Andrew Garfield stars as Spider-Man in "The Amazing Spider-Man." The franchise is once again changing directions.
Andrew Garfield stars as Spider-Man in "The Amazing Spider-Man." The franchise is once again changing directions.
Columbia Pictures

It’s finally happened: Spider-Man will join the Marvel Cinematic Universe.

In an announcement that has brought smiles to the faces of comic geeks everywhere, Sony and Marvel jointly revealed via a press release that ol’ web-head will take his place alongside Iron Man, the Hulk and the rest of the Avengers on the big screen, and soon — most likely in the upcoming "Captain America: Civil War."

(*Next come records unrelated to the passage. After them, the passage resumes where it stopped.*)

PR #602, opened 2026-07-26
fix(http): reject cross-origin requests to the MCP endpoint

stickerdaniel:
The `streamable-http` transport served requests from any origin. A website the user merely visits can resolve its own domain to this server's address, so the request arrives from the user's own browser, where a firewall cannot see it and neither can a bind address. It would have been answered with the logged-in LinkedIn session behind it. Measured against this server before the fix: `Origin: https://attacker.example` returned 200.

The cause is a default. FastMCP builds its session manager without transport security settings, and the SDK disables host and origin validation when none are supplied. Raising the FastMCP version alone changes nothing; the protection stays off until it is asked for.

Both halves of the guard matter, and the Host check carries most of the weight. A rebinding attack sends its own domain as *both* Host and Origin, so those agree and origin validation has nothing to object to. What gives the request away is that the Host names a server this one was never known by. Requests with no `Origin` at all stay served, which is every non-browser client.

Getting there took two corrections worth recording, because both passed the tests at the time. An earlier revision wildcarded the Host check off for exposed binds to keep them reachable, which accepted the attacker's Host and defeated the guard. The revision after that used FastMCP's `auto` policy, which only validates when the accepted connection landed on a loopback address, so a server bound to `0.0.0.0` and reached over its LAN address checked nothing at all. Every measurement that called itself an exposed bind had connected over `127.0.0.1`: the bind address was exposed, the connection was not. Strict validation applies either way.

Strict accepts localhost and the address a connection arrives on, which covers the documented flows including Docker, where a published port is reached at localhost. It does not accept a DNS name, so a machine name on the network or a public name in front of a reverse proxy is refused with 421. That is deliberate and now documented next to the exposed-bind example, along with the two ways out, rewriting the upstream Host or listing the name, because an unexplained refusal is how a guard like this ends up switched off.

Answering the interactive transport prompt used to leave the stored transport at `stdio` while an HTTP server ran. Both the bind warning and the gate that decides whether reading the local browser cookie is safe read that value, so a server listening on every interface looked private to them. The answer is now recorded and the configuration re-validated.

Only servers started with `--transport streamable-http` have a listener at all. The endpoint still has no authentication, so the bind address remains the boundary, and the warning about that fired only for a literal `0.0.0.0` or `::`, meaning a LAN address named outright warned about nothing. Loopback classification now resolves address literals through `ipaddress`, covering all of `127/8`, IPv4-mapped forms and case or trailing-dot spellings of `localhost`; names still fail closed, since DNS can point anywhere.

The wiring tests passed through both broken revisions, because they asserted on the keyword arguments handed to `mcp.run` and never asked what the server replies. `tests/test_transport_security.py` drives the real ASGI app instead, and runs every case against both a loopback and a non-loopback server address, which is the distinction the second bug hid behind. Reverting to `auto` fails nine of them, all on the exposed side.

Verified with 963 tests, plus end-to-end checks against real sockets reached over both loopback and a LAN address.

## Synthetic prompt

> The streamable-http MCP endpoint accepts requests from any origin, so a visited website can reach it by DNS rebinding and drive tools with the logged-in LinkedIn session. Enable host and origin validation on every connection, not just local ones, without breaking the documented Docker flow. Fix the exposed-bind warning so it covers every address reachable from outside the machine, and test it by asking a running server what it answers rather than by checking how it was configured.

### DIFF
--- a/.github/workflows/check-attribution.yml
+++ b/.github/workflows/check-attribution.yml
@@ -1,8 +1,10 @@
 name: Check Attribution
 
 on:
+  # Every pull request, not only those targeting main: a stacked pull request
+  # is based on the branch below it, and a trailer that slips through there
+  # reaches main when the stack merges.
   pull_request:
-    branches: [main]
 
 # Coding agents sign their work either with a Co-Authored-By trailer or by
 # claiming the author/committer field. Squash-merging collects the trailers of
--- a/.github/workflows/ci.yml
+++ b/.github/workflows/ci.yml
@@ -6,8 +6,7 @@ on:
     branches: [main]
   # Every pull request, not only those targeting main. A stacked pull request
   # is based on the branch below it, so filtering by base branch skipped CI
-  # entirely for the stacks this repository's workflow produces — the checks
-  # were not failing, they were absent.
+  # entirely for the stacks this repository's workflow produces.
   pull_request:
 
 jobs:
--- a/.github/workflows/ci.yml
+++ b/.github/workflows/ci.yml
@@ -4,8 +4,11 @@ name: CI
 on:
   push:
     branches: [main]
+  # Every pull request, not only those targeting main. A stacked pull request
+  # is based on the branch below it, so filtering by base branch skipped CI
+  # entirely for the stacks this repository's workflow produces — the checks
+  # were not failing, they were absent.
   pull_request:
-    branches: [main]
 
 jobs:
   lint-and-check:
--- a/README.md
+++ b/README.md
@@ -347,6 +347,14 @@ docker run -it --rm \
 
 Runtime server logs are emitted by FastMCP/Uvicorn.
 
+The HTTP server answers requests addressed to `localhost` or to the address it
+is bound to, and refuses others with `421`. That is what stops a website you
+merely visit from pointing a domain at this server and using your LinkedIn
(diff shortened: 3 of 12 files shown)


stickerdaniel:
* **#603** <a href="https://app.graphite.com/github/pr/stickerdaniel/linkedin-mcp-server/603?utm_source=stack-comment-icon" target="_blank">Graphite</a>
* **#602** <a href="https://app.graphite.com/github/pr/stickerdaniel/linkedin-mcp-server/602?utm_source=stack-comment-icon" target="_blank">Graphite</a> 👈 <a href="https://app.graphite.com/github/pr/stickerdaniel/linkedin-mcp-server/602?utm_source=stack-comment-view-in-graphite" target="_blank">(View in Graphite)</a>
* `main`


<h2></h2>

stickerdaniel:
@greptileai review

stickerdaniel:
@greptileai review

stickerdaniel:
@greptileai review

stickerdaniel:
@greptileai review

stickerdaniel:
@greptileai review

stickerdaniel:
@greptileai review

stickerdaniel:
@greptileai review

PR #604, opened 2026-07-26
test(lease): run the profile lease on every platform

stickerdaniel:
The profile lease coordinates server processes through kernel file locks, and its Windows backend is a separate implementation built on `LockFileEx` rather than `flock`. CI runs on Ubuntu only, so that code had never executed anywhere. This adds a small matrix job running the two lease test files on macOS and Windows, which is the first time the Windows path runs at all. Writing tests to make that job meaningful surfaced defects in the backend and in the lease itself.

A forked child kept its parent's lease alive. `fork` duplicates the descriptor and the kernel lock survives as long as any copy is open, so a child that outlived its parent held the profile with nothing in its own state to explain why, and a third process stayed locked out until the child happened to exit. Resetting inside the accessors was not enough: a child calling only `handoff_requested()` still leaked, and so did one that touched the lease at all, which no amount of checking on entry could have caught. The reset now runs from a `fork` handler, so an inherited lease is discarded the moment the child exists, including after a nested fork. Closing is safe there but unlocking would not be, since both descriptions refer to the same open file and would release a lock the living parent still believes it holds.

On the Windows side, every `LockFileEx` failure was treated as contention, so a bad handle would have reported a permanently busy profile; only `ERROR_LOCK_VIOLATION` means that. That decision now has a name and is pinned on every platform, because a healthy run only ever produces error 33 and the matrix job would stay green if it regressed. Unlock had none of the `OSError` tolerance the POSIX path has, kernel32 was bound without prototypes, and binding it at import time could have taken the server down with an obscure error instead of the explicit refusal the lease already raises. A backend that raises also leaked the descriptor, which matters because the handoff probe swallows that error by design and the poller runs every second.

The lifespan skipped closing the browser when the handoff poller had died, leaving Chromium on the shared profile past shutdown, which is the corruption the lease exists to prevent reached through its own teardown.

One finding is about the tests rather than the code. The announce worker printed success even when the shared lock was never taken, because announcing degrades to a silent no-op by design. A platform whose shared locks are really exclusive would have passed every handoff test with only the first waiter holding anything, so the new matrix job would have gone green proving nothing. The worker now distinguishes the two cases and retries the genuinely transient race against the owner's probe, and the harness fails on worker EOF rather than spinning until the CI job's own timeout.

Config clamping and the poller's lifespan wiring had no tests at all; both are covered now.

Verified with 1044 tests and no skips, `profile_lease.py` at full line coverage, and mutation tests confirming each fix fails loudly when reverted. The Windows behaviour itself can only be proven by the new CI job, which passes.

## Synthetic prompt

> The profile lease's Windows LockFileEx backend has never run in CI, and config clamping plus the lifespan poller wiring have no tests. Add a platform matrix job running the lease tests on macOS and Windows, write the missing tests, and fix whatever the exercise turns up, verifying each fix with a mutation test.

### DIFF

The deal was announced Monday night after months of speculation about Spidey’s possible movie future in the wake of the less-than-stellar box office for “The Amazing Spider-Man 2.”

According to the press release, “the new Spider-Man will first appear in a Marvel film from Marvel’s Cinematic Universe. Sony Pictures will thereafter release the next installment of its $4 billion Spider-Man franchise, on July 28, 2017.”

This development is a huge win for both Marvel and Sony — not to mention the fans clamoring for a more integrated superhero universe — but there’s potential for some confusion about what this actually means going forward, so let’s break it down.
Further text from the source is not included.